Because it is so difficult to determine if a giveaway is green, some time back I developed the Green Promo Score Sheet which is available for free download at GreenPromoScoreSheet.com. It helps you assess the “green-ness” of your giveaway based on over a dozen factors such as if it is reusable, recyclable, biodegradable, organic, fair trade, etc.

If you do decide to go down the green giveaway path, make sure that you select a giveaway that matches your objectives or purpose. For example, if your company is promoting that you are using alternative energy, don’t give away something that uses standard batteries! You might want to consider a flashlight that uses dynamo power (usually a crank which you turn to provide power) or solar.
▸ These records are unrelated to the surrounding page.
PR #435, opened 2023-05-08
GUACAMOLE-1784: Migrate usage of guac_rdp_audio_buffer_ack() to guac_client_for_user().

mike-jumper:
The function `guac_rdp_audio_buffer_ack()` is the only location in guacamole-server where a `guac_user` instance is accessed outside the context of a user-specific callback, a no-no in the libguac API. This change migrates that function such that it _is_ a callback, invoked by `guac_client_for_user()` (the function provided by libguac for exactly this purpose).

### DIFF
--- a/src/protocols/rdp/channels/audio-input/audio-buffer.c
+++ b/src/protocols/rdp/channels/audio-input/audio-buffer.c
@@ -275,6 +275,34 @@ guac_rdp_audio_buffer* guac_rdp_audio_buffer_alloc(guac_client* client) {
 }
 
 /**
+ * Parameters describing an "ack" instruction to be sent to the current user of
+ * an inbound audio stream (guac_rdp_audio_buffer).
+ */
+typedef struct guac_rdp_audio_buffer_ack_params {
+
+    /**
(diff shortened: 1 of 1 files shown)


src/protocols/rdp/channels/audio-input/audio-buffer.c
```diff
@@ -274,6 +274,34 @@ guac_rdp_audio_buffer* guac_rdp_audio_buffer_alloc(guac_client* client) {
...
+/**
+ * Parameters describing an "ack" instruction to be sent to the current user of
+ * an inbound audio stream (guac_rdp_audio_buffer).
+ */
+typedef struct guac_rdp_audio_buffer_ack_params {
+
+    /**
+     * The audio buffer associated with the guac_stream for which the "ack"
+     * instruction should be sent, if any. If there is no associated
+     * guac_stream, this function has no effect.
```
jmuehlner, line 286: Which function has no effect?

mike-jumper: Ah, I'll fix that.

jmuehlner (approved):

PR #443, opened 2023-05-18
GUACAMOLE-1754: Run unit tests within Docker build.

mike-jumper:


mike-jumper:
The PR build failure is due to libwebsockets.org not functioning as expected:

```
Cloning into 'libwebsockets'...
error: RPC failed; curl 18 HTTP/2 stream 3 was reset
fetch-pack: unexpected disconnect while reading sideband packet
fatal: early EOF
fatal: fetch-pack: invalid index-pack output
```

which should be addressed by #442.

mike-jumper:
Rebased off recently-merged #442 and all seems well again.

PR #446, opened 2023-06-07
GUACAMOLE-1804: Support mac style paste shortcut.

jmuehlner:


src/terminal/terminal.c
```diff
@@ -1576,6 +1577,8 @@ static int __guac_terminal_send_key(guac_terminal* term, int keysym, int pressed
     /* Track modifiers */
     if (keysym == 0xFFE3)
         term->mod_ctrl = pressed;
+    if (keysym == 0xFFE7)
```
jmuehlner, line 1580: This is left meta/cmd only - I'd defer adding support for right-side modifiers to https://issues.apache.org/jira/browse/GUACAMOLE-1113.

src/terminal/terminal.c
```diff
@@ -1576,6 +1577,8 @@ static int __guac_terminal_send_key(guac_terminal* term, int keysym, int pressed
     /* Track modifiers */
     if (keysym == 0xFFE3)
         term->mod_ctrl = pressed;
+    else if (keysym == 0xFFE7)
```
jmuehlner, line 1580: This is left meta/cmd only - I'd defer adding support for right-side modifiers to https://issues.apache.org/jira/browse/GUACAMOLE-1113.

src/terminal/terminal.c
```diff
@@ -1584,8 +1587,8 @@ static int __guac_terminal_send_key(guac_terminal* term, int keysym, int pressed
     /* If key pressed */
     else if (pressed) {
 
-        /* Ctrl+Shift+V shortcut for paste */
-        if (keysym == 'V' && term->mod_ctrl)
+        /* Ctrl+Shift+V or Cmd+v (mac style) shortcuts for paste */
+        if ((keysym == 'V' && term->mod_ctrl) || (keysym = 'v' && term->mod_meta))
```
mike-jumper, line 1591: This an assignment of `'v'` to `keysym`. It should instead be `keysym == 'v'`.

mike-jumper (changes requested):

src/terminal/terminal.c
jmuehlner: Oops, that would explain the weird behavior I saw when retesting this. Fixed!

mike-jumper (approved):

PR #448, opened 2023-06-08
GUACAMOLE-1113: Support right hand modifiers in terminal.

jmuehlner:


src/terminal/terminal.c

When purchasing green promotional products, ask your supplier if he tell you what makes the item green or ecofriendly if specific claims are not made in the offer. Here is an example that I saw at an area business’ expo. They were giving out “natural” canvas tote bags to hold literature. Kudos for using a reusable product. But that may not have been the optimal choice for this event that was touting green products. Here’s why…

A lot of people think that if it’s cotton, it’s natural and therefore organic. Not so! Standard cotton production is not very environmentally friendly. It uses large amounts of pesticides, herbicides, and water. Organic cotton production uses non-GMO (genetically modified organism) seeds, manual or natural weeding, and water saving techniques.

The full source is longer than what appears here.